> [What is required]
Output, exactly as written, the lines of the data below from the one containing "MengqingCao: On the" to the end.

> [Supplied data]
PR #26872, opened 2025-10-15
[Attention][DSA] Abstrat DSA topk-indices-buffer to AttentionBackend

MengqingCao:
## Purpose
Abstrat DSA topk-indices-buffer to `AttentionBackend`, seperated from #26656. Some attention backends do not need to create this buffer, such as the attention backend in vLLM-Ascend. This seems to be a logic closely related to the attention backend, and abstracting it into `AttentionBackend` will benefit a wide range of backend implementations
## Test Plan
Test with DeepSeek-V3.2-Exp

## Test Result

---
<details>

</details>

### DIFF
--- a/vllm/model_executor/models/deepseek_v2.py
+++ b/vllm/model_executor/models/deepseek_v2.py
@@ -75,7 +75,7 @@ from vllm.model_executor.model_loader.weight_utils import (
 from vllm.model_executor.models.utils import sequence_parallel_chunk
 from vllm.platforms import current_platform
 from vllm.sequence import IntermediateTensors
-from vllm.utils import cdiv, direct_register_custom_op
+from vllm.utils import cdiv, direct_register_custom_op, resolve_obj_by_qualname
 from vllm.utils.deep_gemm import fp8_mqa_logits, fp8_paged_mqa_logits
 from vllm.v1.attention.backends.mla.indexer import (
     DeepseekV32IndexerBackend,
@@ -1168,7 +1168,7 @@ class DeepseekV2Model(nn.Module):
 
         self.vocab_size = config.vocab_size
         self.is_v32 = hasattr(config, "index_topk")
-        if self.is_v32:
+        if self.is_v32 and enable_dsa_topk_indices_buffer():
             topk_tokens = config.index_topk
             topk_indices_buffer = torch.empty(
                 vllm_config.scheduler_config.max_num_batched_tokens,
@@ -1508,3 +1508,19 @@ def get_spec_layer_idx_from_weight_name(
             if weight_name.startswith(f"model.layers.{layer_idx + i}."):
                 return layer_idx + i
     return None
+
+
+def enable_dsa_topk_indices_buffer():
+    return resolve_obj_by_qualname(
+        current_platform.get_attn_backend_cls(
+            selected_backend=None,
+            head_size=None,
+            dtype=None,
+            kv_cache_dtype=None,
+            block_size=None,
+            use_v1=True,
+            use_mla=True,
+            has_sink=False,
+            use_sparse=True,
+        )
+    ).enable_dsa_topk_indices_buffer()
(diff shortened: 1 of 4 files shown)


vllm/model_executor/models/deepseek_v2.py
```diff
@@ -1168,7 +1168,7 @@ def __init__(self, *, vllm_config: VllmConfig, prefix: str = ""):
 
         self.vocab_size = config.vocab_size
         self.is_v32 = hasattr(config, "index_topk")
-        if self.is_v32:
+        if self.is_v32 and enable_dsa_topk_indices_buffer():
```
LucasWilkinson, line 1171: if we do this we also need to gate constructing the `Indexer` since that would be useless without the `topk_indices_buffer` buffer

vllm/model_executor/models/deepseek_v2.py
```diff
@@ -1508,3 +1508,19 @@ def get_spec_layer_idx_from_weight_name(
...
+            head_size=None,
+            dtype=None,
+            kv_cache_dtype=None,
+            block_size=None,
+            use_v1=True,
+            use_mla=True,
+            has_sink=False,
+            use_sparse=True,
+        )
+    ).enable_dsa_topk_indices_buffer()
```
LucasWilkinson, line 1526: This is quite messy; I don't think we should resolve the backend multiple times in different spots with potentially different parameters (this is ripe for bugs)

I see two potential alternatives:

1) add a CLI argument indicating you want to run with dense attention (and we will omit this and the indexer)
2) move `topk_indices_buffer` into `vllm.attention.layer.MLAAttention` that way we can resolve the backend first; see it it supports sparse or not then choose to allocate the buffer, we would then need to move the `Indexer` creation to after MLA so we don't create it if `vllm.attention.layer.MLAAttention` doesn't expose a `topk_indices_buffer`

cc @heheda12345

MengqingCao: Agree, actually I also realize that this pr is not very reasonable, and perfer to move it into attention kvcache spec, and refactor the magic number 656 of MLAAttentionSpec.
but maybe next week I could work on this

heheda12345: @MengqingCao why ascend doesn't need this buffer?
@LucasWilkinson do you think it is a good idea to merge DeepseekV32IndexerMetadata and FlashMLASparseMetadata (as well as their backend builder) into one metadata (builder) and use it for both two components? The other backend can just return an empty metadata.
With this approach, the topk indices buffer becomes an internal buffer of sparse attention and we can run the common building logic only once (not sure how much common logics now)

MengqingCao: Sorry for the delay, we've allocated another buffer in vllm-ascend to hold the keys passed to the indexer.

heheda12345: Can you explain more? Personally I don't like the vllm's current approach and want to get some better ideas.

MengqingCao: On the point of kvcache, we actually allocate `FullAttentionSpec` for deepseek-v3.2, and use the half of it for indexer k cache. This is not good as there is still some cache wasted in current approach, thus we also hope the kvcachespec of deepseek v3.2 could be more general. This maybe should make `MLAAttentionSpec` aware of the k cache size of indexer of the runtime platform.

On the point of attention metadata, we make an unified `AscendSFAMetadata` (SFA refers to sparse flash attention), but I must point out that it dosen't implement the chunk of prefill metadata, and it more likely a normal `MLAMetadata.` When caching the k cache in index selector,  we make a small modify to the slot mapping to make sure of the accuracy
https://github.com/vllm-project/vllm-ascend/blob/main/vllm_ascend/attention/sfa_v1.py#L530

> [Answer area]
MengqingCao: On the point of kvcache, we actually allocate `FullAttentionSpec` for deepseek-v3.2, and use the half of it for indexer k cache. This is not good as there is still some cache wasted in current approach, thus we also hope the kvcachespec of deepseek v3.2 could be more general. This maybe should make `MLAAttentionSpec` aware of the k cache size of indexer of the runtime platform.

On the point of attention metadata, we make an unified `AscendSFAMetadata` (SFA refers to sparse flash attention), but I must point out that it dosen't implement the chunk of prefill metadata, and it more likely a normal `MLAMetadata.` When caching the k cache in index selector,  we make a small modify to the slot mapping to make sure of the accuracy
https://github.com/vllm-project/vllm-ascend/blob/main/vllm_ascend/attention/sfa_v1.py#L530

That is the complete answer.